ShopTalk, as ever, is going strong. That’s 420 episodes this week, friends. Dave has me convinced that our format as it is, is good. We aren’t an instruction manual. You don’t listen to any particular episode because we’re going to teach you some specific subject that we’ve explicitly listed out. It’s more like water cooler talk between real world developers who develop totally different things in totally different situations, but agree on more than we disagree. We might evolve what ShopTalk show is over time, but this format will live on because there is value in discussion in this format.


My wife Miranda and I are still in Bend, Oregon and our Daughter Ruby is two and a half. She’s taking a nap and I’m looking at the monitor as I type.

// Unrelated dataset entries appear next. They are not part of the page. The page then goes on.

PR #1255, opened 2026-07-27
Per-parameter Orion regression detection for all workloads

arpsharm:
- Split hammerdb into per-VU tests (1,2,4,8,16,32) × 13 variants = 78 tests
- Split fio by block_size (4k,8k,32k,1M) × io_operation (read,write,randread,randwrite) × kind = 32 tests
- Split uperf by num_threads (1,8) × message_size (64,1024,8192) × test_type (stream,rr) × kind = 24 tests
- Split vdbench by Run profile (14 profiles) × kind = 28 tests
- Split sysbench by test_type (cpu,memory) × kind = 4 tests
- Fix winmssql metric (bootstorm_time → tpm) and Jenkinsfile ES index (windows-results → hammerdb-results)
- Fix winfio bandwidth field (bandwidth_MiBsec → total_bw_kbs)
- Drop vm_os_version filters from winmssql/winfio
- Add winmssql/winfio to run-orion-all.sh

## Summary by CodeRabbit

- **New Features**
  - Expanded performance test coverage across uperf, fio, HammerDB, sysbench, and vdbench for both VM and pod environments.
  - Added additional uperf test matrix variants (stream and rr) across thread counts and message sizes.
  - Split sysbench into dedicated CPU and memory test cases.

- **Updates**
  - Enhanced fio, HammerDB, and vdbench configs with more explicitly defined scenarios and standardized thresholds/metrics.
  - Updated WinFIO to report total bandwidth and WinMSSQL to use TPM instead of bootstorm timing. 
  - Added additional workloads to Orion regression analysis and reporting outputs.

### DIFF
--- a/orion-configs/perfci-hammerdb.yaml
+++ b/orion-configs/perfci-hammerdb.yaml
@@ -1,10 +1,11 @@
 tests:
-  - name: hammerdb-vm-mssql-odf
+  - name: hammerdb-vm-mssql-odf-1vu
     metadata:
       kind: vm
       run_status: complete
       db_type: mssql
       storage_type: odf
+      current_worker: 1
     metrics:
       - name: tpm
         metric_of_interest: tpm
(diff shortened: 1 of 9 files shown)


orion-configs/perfci-hammerdb.yaml
ebattat, line 1: @arpsharm, there is a lot of metric to review
maybe we should keep it as it was.
If there is a degradation we can drill down inside grafana
So, let keep using aggregate TPM per database

arpsharm: I think its good because now it can track every variant, their subtest types with different blocks and sizes. It's big but not much complex to understand because the key metrics are the same for those workload variants and subtypes. However, upto you if you think good to merge it

ebattat (approved):
/approve

PR #1263, opened 2026-08-03
Fix inverted Orion direction values across all perfci configs

arpsharm:
All perfci Orion configs had direction values inverted so throughput/IOPS/tpm were flagging increases as regressions and latency/time were flagging decreases as regressions.

- `direction: 1` → increase is regression (latency, boot time, CPU)
- `direction: -1` → decrease is regression (throughput, IOPS, tpm, bandwidth)

Also adds missing vdbench variant `64kb_write_16threads` (vm + pod).

## Summary by CodeRabbit

- **Bug Fixes**
  - Corrected performance threshold evaluation across boot, database, storage, CPU, memory, and networking benchmarks.
  - Throughput, IOPS, bandwidth, and operations metrics now use the appropriate comparison direction, while latency metrics are evaluated correctly.
  - Updated performance checks across Linux and Windows environments, including Windows 11, Server 2022, and Server 2025.

- **New Features**
  - Added 64 KB write testing with 16 threads to Vdbench performance coverage for both virtual machines and pods.

### DIFF
--- a/orion-configs/perfci-bootstorm.yaml
+++ b/orion-configs/perfci-bootstorm.yaml
@@ -9,10 +9,10 @@ tests:
         agg:
           agg_type: avg
         threshold: 10
-        direction: -1
+        direction: 1
       - name: total-run-time
         metric_of_interest: total_run_time
         agg:
           agg_type: avg
         threshold: 10
-        direction: -1
+        direction: 1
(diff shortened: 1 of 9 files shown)


ebattat (approved):
/approve

Issue #353, opened 2026-02-13
FR: implement support for cake_mq


Snuupy:
https://www.reddit.com/r/openwrt/comments/1r1muvf/cake_mq_patches_landed_in_the_openwrt2512_branch/

it's not in a snapshot available to me yet but it would enable >1gbps routing for many devices including my multi-core routers, especially on variable connections

CHC383:
I tried the `tc qdisc change` command and it does require `cake`/`cake_mq`. Not sure if there is better way to detect whether cake_mq is enabled, but one way is check the return value of `tc qdisc show | grep -q cake_mq` and choose `cake`/`cake_mq` accordingly.

lynxthecat:
@ooonea do you see a good way to address this one that's been outstanding for a while?

ooonea:
@lynxthecat your `tc` test settles it: `tc qdisc change ... bandwidth` won't parse without naming the qdisc, so we can't drop `cake` — and cake_mq needs the keyword `cake_mq` (underscore, as it appears in `tc qdisc show`: `qdisc cake_mq 801c: root ...`). @CHC383's `grep` instinct is the right one; I'd just refine it into a one-time detection at startup so there's zero per-iteration cost:

- right after we already run `tc qdisc show dev <iface>` for the wire-packet-size, detect the **root** qdisc kind per direction and store it (`cake` vs `cake_mq`), defaulting to `cake` if the output is empty/ambiguous;
- then use that stored keyword in the single `tc qdisc change` call.

Anchoring the match to the `root` line matters: cake_mq is the mq-root wrapper with plain `cake` leaves hanging off it, so a bare `grep cake` would false-match a leaf. It's ~10 lines, no config-schema change, and no behaviour change for single-core / plain-`cake` users (they keep getting `cake`). Happy to send it if you like the shape.

Aquathing:
@lynxthecat any developments on this? I can help too with testing (I'll have a Flint 2 in few days and want to install openwrt 25)

Aquathing:
Actually it looks like the latest release kinda broke cake_mq

    SQM CAKE MQ (cake_mq): throughput may be unexpectedly low on some configurations after the scheduler fixes in this release. https://github.com/openwrt/openwrt/issues/22344

lynxthecat:
Hmm yes this needs resolving. I’ll try to work on this soon.

Aquathing:
[...]

PR #391, opened 2026-07-26
shaper: detect a cake_mq root qdisc instead of assuming cake (#353)

ooonea:
Closes the gap reported in #353. @lynxthecat asked me in that thread whether I saw a good way to address it; this is the shape I proposed there, now written out.

### The failure mode

`set_shaper_rate()` hardcodes `cake` in its `tc qdisc change root` call. If the root qdisc is `cake_mq`, the kernel rejects the change with `Invalid qdisc name` — but the call sends stderr to `/dev/null` and its exit status is never checked, so cake-autorate keeps emitting `SHAPER` log lines while shaping nothing. It fails silently, which is worse than failing loudly: from the logs everything looks fine.

This is reachable today, not hypothetical: sqm-scripts picks `cake_mq` whenever `USE_MQ=1` and the device has more than one queue (`functions.sh:966-968`), and OpenWrt carries the kernel side in `backport-6.12` (`700-02`..`700-07`) plus the iproute2 side in `001-1-tc-cake-add-cake_mq-support`. Configuring the `cake_mq` instance directly and letting the config reach the sub-qdiscs is the designed behaviour — `700-04` is literally "Share config across cake_mq sub-qdiscs".

### The change

~15 lines. `get_root_qdisc_kind()` reads `tc qdisc show root dev <if>` once per direction at startup and stores the kind in a new `qdisc_kind[dl|ul]`; `set_shaper_rate()` uses that instead of the literal. Anything unrecognised — `htb`, `noqueue`, empty output, a leaf line — falls back to `cake`, so a conventional setup is byte-identical to today. No per-iteration cost, no new config knob.

### What I tested, and what I could not

Tested:

- 6/6 detection cases against real `tc` output strings: `cake_mq` root → `cake_mq`; `cake` root, `htb` root, `noqueue`, a `parent 1:1` leaf line, and empty output → `cake`
- against a **real** `tc qdisc show root`, in a network namespace with a dummy interface: a genuine `cake` root is detected as `cake`; `fq_codel` and `htb` roots fall back to `cake`
- `bash -n` clean, `shellcheck -S warning` reports nothing on the new lines

Not tested, and this is the part that needs someone with the hardware: **I have no cake_mq-capable box**, so I have not observed an actual `tc qdisc change root dev <if> cake_mq bandwidth <X>` taking effect end to end. The detection is verified; that the subsequent rate change propagates to the sub-qdiscs rests on reading `700-04`/`701-02` rather than on my having seen it work.

Marking this a draft for exactly that reason. @Snuupy, @CHC383 — you raised #353 and suggested the `grep -q cake_mq` approach; if either of you can run this on a multi-queue setup with `USE_MQ=1` and confirm the shaper actually tracks, I will flip it out of draft. If it turns out `change` on a `cake_mq` root needs different handling, better to find that now than after merge.

### DIFF
--- a/cake-autorate.sh
+++ b/cake-autorate.sh
@@ -754,11 +754,11 @@ set_shaper_rate()
 
 	(( shaper_rate_kbps[${direction}] != last_shaper_rate_kbps[${direction}] )) || return
 
-	((output_cake_changes)) && log_msg "SHAPER" "tc qdisc change root dev ${interface[${direction}]} cake bandwidth ${shaper_rate_kbps[${direction}]}Kbit"
+	((output_cake_changes)) && log_msg "SHAPER" "tc qdisc change root dev ${interface[${direction}]} ${qdisc_kind[${direction}]} bandwidth ${shaper_rate_kbps[${direction}]}Kbit"
 
 	if ((adjust_shaper_rate[${direction}]))
 	then
-		tc qdisc change root dev "${interface[${direction}]}" cake bandwidth "${shaper_rate_kbps[${direction}]}Kbit" 2> /dev/null
+		tc qdisc change root dev "${interface[${direction}]}" "${qdisc_kind[${direction}]}" bandwidth "${shaper_rate_kbps[${direction}]}Kbit" 2> /dev/null
 	else
 		((output_cake_changes)) && log_msg "DEBUG" "adjust_${direction}_shaper_rate set to 0 in config, so skipping the corresponding tc qdisc change call."
 	fi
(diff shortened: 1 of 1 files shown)


lynxthecat:
This looks pretty good to me. Pedantic me wondered about `qdisc_type` rather than `qdisc_kind`. Any thoughts on which is a better fit?

ooonea:
I went with `kind` because it is iproute2's own word for this rather than a preference of mine. `tc qdisc help` ends its usage with `[ [ QDISC_KIND ] [ help | OPTIONS ] ]` and spells out `QDISC_KIND := { [p|b]fifo | tbf | prio | red | etc. }`; the parser function behind it is `get_qdisc_kind()`, and on the netlink side the attribute carrying the string is `TCA_KIND`. `tc qdisc show` then prints it immediately after the word `qdisc`, which is exactly what the regex here anchors on.

There is a local reason too: `type` is already spoken for twice in `cake-autorate.sh` — the message class in `log_msg` (`local type=${1}`) and the shell variable type in the config validation (`typeof`, `user_type`, `valid_type`). `qdisc_kind` keeps the three apart at a glance. That said it is your codebase, so if you prefer `qdisc_type` say the word and I will rename it.

Still keeping this in draft until someone with a multi-queue box can confirm the `tc qdisc change` actually lands on a `cake_mq` root — the detection is covered by fixtures and a real `tc qdisc show root` in a netns here, but I have no hardware to prove the change propagates.

lynxthecat:
Perhaps I can test on my RT3200 actually?

ooonea:
That would be great! The detection half is already covered (fixtures plus a live `tc qdisc show` parse), but whether the `change` calls behave on a real cake_mq root is exactly the part I could not verify without multi-queue hardware. If it works on your RT3200, I'll mark this ready for review.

We have the virus here like everywhere else. It’s sad to think that we’re this far into it and our local hospital is pleading with people to be careful this holiday weekend because they are very near capacity and can’t take much more. Here’s hoping we can get past this painful period. Stay safe and stay cool, friends, thanks for reading.

  1. I always feel bad when I make design changes away from an actual professional designer’s work. Is the site design better today than Kylie‘s original? Uhm probably not (sorry for wrecking it Kylie!), but sometimes I just have an itch to fiddle with things and give things a fresh look. But the biggest driver of change is the evolving needs of the site and my desire to manage things with as little technical debt as possible, and sometimes simplifying design things helps me get there.